Glossary

What Is ASCII? Character Encoding Explained

ASCII (American Standard Code for Information Interchange) is a character encoding standard published in 1963 that maps 128 characters — including uppercase and lowercase letters, digits 0–9, punctuation marks, and control characters — to integers 0–127. It became the foundation for all modern character encoding systems.

The ASCII Table

ASCII uses 7 bits, providing 128 code points. Characters 0–31 are control characters (newline, tab, etc.). Character 32 is space.
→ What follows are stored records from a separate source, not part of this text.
PR #2300, opened 2023-03-15
feat(RowV2): new component

fabienhebert:
## Type

- Feature

### Summarise concisely:

A utility/display component to simplify our usage :
- We can replace Grid/Row/Col, by using multiples RowV2 (check story example)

Characters 48–57 are '0'–'9'. Characters 65–90 are 'A'–'Z'. Characters 97–122 are 'a'–'z'. Character 127 is DEL. The difference between uppercase and lowercase is always 32 (bit 5).

ASCII vs Unicode vs UTF-8

ASCII handles only 128 characters — no accented letters, no CJK characters, no emoji. Unicode defines over 1.1 million code points covering all human writing systems. UTF-8 is the most common Unicode encoding: it uses 1 byte for ASCII characters (retaining full compatibility) and 2–4 bytes for other characters. ASCII is a strict subset of UTF-8.

Why ASCII Still Matters

Most internet protocols (HTTP headers, email headers, JSON keys, XML tags) require ASCII-safe content. Programming identifiers in most languages must be ASCII. File format magic bytes are ASCII. DNS labels are ASCII (with Punycode for internationalized domains). Understanding ASCII is fundamental to working with binary data, network protocols, and text encoding.